- Your instructions -
Would you please repeat the lines in the listing below from the one containing "mickaelistria, line 370: same" through the final one, exactly as they appear?

═══ Material for the task

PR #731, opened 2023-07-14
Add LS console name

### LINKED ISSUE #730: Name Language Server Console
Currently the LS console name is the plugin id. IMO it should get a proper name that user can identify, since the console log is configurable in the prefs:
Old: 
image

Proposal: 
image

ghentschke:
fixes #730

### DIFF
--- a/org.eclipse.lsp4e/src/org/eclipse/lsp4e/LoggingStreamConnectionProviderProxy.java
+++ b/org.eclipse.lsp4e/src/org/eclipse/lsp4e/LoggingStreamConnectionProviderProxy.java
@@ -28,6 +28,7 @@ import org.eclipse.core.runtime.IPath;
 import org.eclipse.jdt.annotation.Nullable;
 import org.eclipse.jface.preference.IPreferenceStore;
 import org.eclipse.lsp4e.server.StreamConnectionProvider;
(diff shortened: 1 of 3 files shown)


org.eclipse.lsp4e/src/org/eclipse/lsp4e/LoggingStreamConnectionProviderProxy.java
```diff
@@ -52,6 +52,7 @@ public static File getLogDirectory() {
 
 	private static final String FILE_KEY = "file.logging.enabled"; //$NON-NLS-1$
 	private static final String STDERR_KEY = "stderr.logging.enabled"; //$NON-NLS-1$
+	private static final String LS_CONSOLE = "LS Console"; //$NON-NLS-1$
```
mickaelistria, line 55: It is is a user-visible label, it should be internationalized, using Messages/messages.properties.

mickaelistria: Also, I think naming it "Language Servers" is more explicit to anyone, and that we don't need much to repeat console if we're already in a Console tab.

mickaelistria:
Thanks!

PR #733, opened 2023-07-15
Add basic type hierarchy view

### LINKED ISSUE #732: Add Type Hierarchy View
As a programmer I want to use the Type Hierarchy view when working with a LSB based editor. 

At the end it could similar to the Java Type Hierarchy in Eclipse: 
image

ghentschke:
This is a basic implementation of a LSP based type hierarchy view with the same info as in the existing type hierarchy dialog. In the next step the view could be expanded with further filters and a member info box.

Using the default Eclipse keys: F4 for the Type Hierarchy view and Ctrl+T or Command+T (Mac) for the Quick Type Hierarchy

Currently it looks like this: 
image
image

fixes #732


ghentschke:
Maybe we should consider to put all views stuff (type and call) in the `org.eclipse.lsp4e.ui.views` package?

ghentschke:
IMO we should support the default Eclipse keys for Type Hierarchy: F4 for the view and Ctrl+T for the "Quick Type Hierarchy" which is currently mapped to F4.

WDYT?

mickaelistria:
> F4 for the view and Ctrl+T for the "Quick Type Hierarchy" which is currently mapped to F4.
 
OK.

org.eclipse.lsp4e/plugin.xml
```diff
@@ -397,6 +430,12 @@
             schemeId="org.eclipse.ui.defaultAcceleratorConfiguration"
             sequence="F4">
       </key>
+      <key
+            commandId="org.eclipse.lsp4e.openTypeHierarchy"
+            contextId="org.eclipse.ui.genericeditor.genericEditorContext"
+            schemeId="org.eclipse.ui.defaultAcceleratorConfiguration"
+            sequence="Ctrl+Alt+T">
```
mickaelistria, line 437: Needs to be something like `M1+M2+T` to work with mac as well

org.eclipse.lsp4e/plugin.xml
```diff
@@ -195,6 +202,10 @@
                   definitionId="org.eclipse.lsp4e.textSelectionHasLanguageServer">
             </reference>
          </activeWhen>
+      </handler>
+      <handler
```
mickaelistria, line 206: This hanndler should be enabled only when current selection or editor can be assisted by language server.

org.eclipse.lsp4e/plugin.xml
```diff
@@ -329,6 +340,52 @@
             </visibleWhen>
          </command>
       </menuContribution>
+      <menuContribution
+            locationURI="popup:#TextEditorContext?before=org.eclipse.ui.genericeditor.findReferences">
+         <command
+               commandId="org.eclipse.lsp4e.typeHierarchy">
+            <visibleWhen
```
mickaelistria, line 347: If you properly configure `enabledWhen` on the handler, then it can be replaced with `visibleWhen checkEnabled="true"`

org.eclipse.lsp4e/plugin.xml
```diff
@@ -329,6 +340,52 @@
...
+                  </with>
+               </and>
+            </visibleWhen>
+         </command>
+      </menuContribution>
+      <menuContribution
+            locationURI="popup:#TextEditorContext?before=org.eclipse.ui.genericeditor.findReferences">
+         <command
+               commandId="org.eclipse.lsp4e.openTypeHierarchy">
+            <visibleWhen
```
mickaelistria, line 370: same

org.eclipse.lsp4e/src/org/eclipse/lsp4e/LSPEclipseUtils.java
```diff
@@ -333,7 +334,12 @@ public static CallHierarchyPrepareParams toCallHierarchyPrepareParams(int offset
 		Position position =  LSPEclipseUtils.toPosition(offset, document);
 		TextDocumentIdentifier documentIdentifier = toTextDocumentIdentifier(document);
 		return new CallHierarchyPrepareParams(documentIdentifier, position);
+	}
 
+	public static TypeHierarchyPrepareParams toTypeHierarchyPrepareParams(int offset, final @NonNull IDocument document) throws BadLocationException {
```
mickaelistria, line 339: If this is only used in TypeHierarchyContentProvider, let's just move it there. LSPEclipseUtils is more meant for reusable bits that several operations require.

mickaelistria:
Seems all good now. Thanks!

══════

- Written solution -
mickaelistria, line 370: same

org.eclipse.lsp4e/src/org/eclipse/lsp4e/LSPEclipseUtils.java
```diff
@@ -333,7 +334,12 @@ public static CallHierarchyPrepareParams toCallHierarchyPrepareParams(int offset
 		Position position =  LSPEclipseUtils.toPosition(offset, document);
 		TextDocumentIdentifier documentIdentifier = toTextDocumentIdentifier(document);
 		return new CallHierarchyPrepareParams(documentIdentifier, position);
+	}
 
+	public static TypeHierarchyPrepareParams toTypeHierarchyPrepareParams(int offset, final @NonNull IDocument document) throws BadLocationException {
```
mickaelistria, line 339: If this is only used in TypeHierarchyContentProvider, let's just move it there. LSPEclipseUtils is more meant for reusable bits that several operations require.

mickaelistria:
Seems all good now. Thanks!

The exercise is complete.